Work instructions: Every line below should be copied out exactly.

# # #

PR #910, opened 2016-07-31
Return type transformations

everzet:
Second half of #863 This PR introduces two new transformations:

## 1. Pure type-based based transformation for php7

Pure typed transformation, that matches all type-hints:

```php
/**
 * @Transform
 */
public function toUser($user) : User
{
    return User::fromString($user);
}
```

## 2. Both named and typed transformation for php7

In case you want to handle specific case differently, you'll be able to use both variable name AND type. Transformation will get applied ONLY if both match the argument:

```php
/**
 * @Transform :name
 */
public function toNamedUser($name) : User
{
    return User::named($name);
}
```

## Order of application

These will be applied in following order: "name & return type", "just return type", "just name". The first found wins.

### DIFF
--- a/features/definitions_transformations.feature
+++ b/features/definitions_transformations.feature
@@ -316,3 +316,70 @@ Feature: Step Arguments Transformations
       3 scenarios (3 passed)
       6 steps (6 passed)
       """
+
+  Scenario: By-type object transformations
+    Given a file named "features/my.feature" with:
+      """
+      Feature:
+        Scenario:
+          Given I am "everzet"
+          And he is "sroze"
+          Then I should be a user named "everzet"
+          And he should be a user named "sroze"
+      """
+    And a file named "features/bootstrap/FeatureContext.php" with:
+      """
+      <?php
+      class User {
+          private function __construct($name) { $this->name = $name; }
+          static public function named($name) { return new static($name); }
+      }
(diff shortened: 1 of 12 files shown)


everzet:
Just realised I've made a BC break in the `Transformation` interface. Will need to further refactor...

sroze:
So we don't care about introducing a BC break in the `SimpleArgumentTransformation` interface? It can probably be avoided quite easily by introducing a new one I think, wouldn't it be better? Or are you planning to introduce many BC breaks that would force you to release a new major version soon?

everzet:
@sroze good catch. That totally wasn't been intentional.

everzet:
`SimpleArgumentTransformation` interface didn't exist until this work. So we're all good :)

pamil:
Is it planned to add support for PhpDoc `@return` tag to the core if transformation does not have a return type? If so, I'd love to add it.

everzet:
@pamil I'm not planning on adding it, but if you want to - please go ahead.

pamil:
All right then, I'll try to send a PR this week.

nifr:
@pamil Did you start with the PR to add `@return` phpdoc? There's no reference in here and I can't find it in open PRs. I think this feature would be a great addition to behat.

PR #911, opened 2016-08-01
Fix context isolation for Scenario Outlines

everzet:
This PR fixes context isolation for Scenario Outlines. It achieves that without BC breaks by implementing additional tester decorator - `IsolatingScenarioTester`. It's a bit clunky, but totally working solution until the next major, when we can break BC.


jakzal:
:+1:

# # #

Reply to the task:
PR #910, opened 2016-07-31
Return type transformations

everzet:
Second half of #863 This PR introduces two new transformations:

## 1. Pure type-based based transformation for php7

Pure typed transformation, that matches all type-hints:

```php
/**
 * @Transform
 */
public function toUser($user) : User
{
    return User::fromString($user);
}
```

## 2. Both named and typed transformation for php7

In case you want to handle specific case differently, you'll be able to use both variable name AND type. Transformation will get applied ONLY if both match the argument:

```php
/**
 * @Transform :name
 */
public function toNamedUser($name) : User
{
    return User::named($name);
}
```

## Order of application

These will be applied in following order: "name & return type", "just return type", "just name". The first found wins.

### DIFF
--- a/features/definitions_transformations.feature
+++ b/features/definitions_transformations.feature
@@ -316,3 +316,70 @@ Feature: Step Arguments Transformations
       3 scenarios (3 passed)
       6 steps (6 passed)
       """
+
+  Scenario: By-type object transformations
+    Given a file named "features/my.feature" with:
+      """
+      Feature:
+        Scenario:
+          Given I am "everzet"
+          And he is "sroze"
+          Then I should be a user named "everzet"
+          And he should be a user named "sroze"
+      """
+    And a file named "features/bootstrap/FeatureContext.php" with:
+      """
+      <?php
+      class User {
+          private function __construct($name) { $this->name = $name; }
+          static public function named($name) { return new static($name); }
+      }
(diff shortened: 1 of 12 files shown)


everzet:
Just realised I've made a BC break in the `Transformation` interface. Will need to further refactor...

sroze:
So we don't care about introducing a BC break in the `SimpleArgumentTransformation` interface? It can probably be avoided quite easily by introducing a new one I think, wouldn't it be better? Or are you planning to introduce many BC breaks that would force you to release a new major version soon?

everzet:
@sroze good catch. That totally wasn't been intentional.

everzet:
`SimpleArgumentTransformation` interface didn't exist until this work. So we're all good :)

pamil:
Is it planned to add support for PhpDoc `@return` tag to the core if transformation does not have a return type? If so, I'd love to add it.

everzet:
@pamil I'm not planning on adding it, but if you want to - please go ahead.

pamil:
All right then, I'll try to send a PR this week.

nifr:
@pamil Did you start with the PR to add `@return` phpdoc? There's no reference in here and I can't find it in open PRs. I think this feature would be a great addition to behat.

PR #911, opened 2016-08-01
Fix context isolation for Scenario Outlines

everzet:
This PR fixes context isolation for Scenario Outlines. It achieves that without BC breaks by implementing additional tester decorator - `IsolatingScenarioTester`. It's a bit clunky, but totally working solution until the next major, when we can break BC.


jakzal:
:+1:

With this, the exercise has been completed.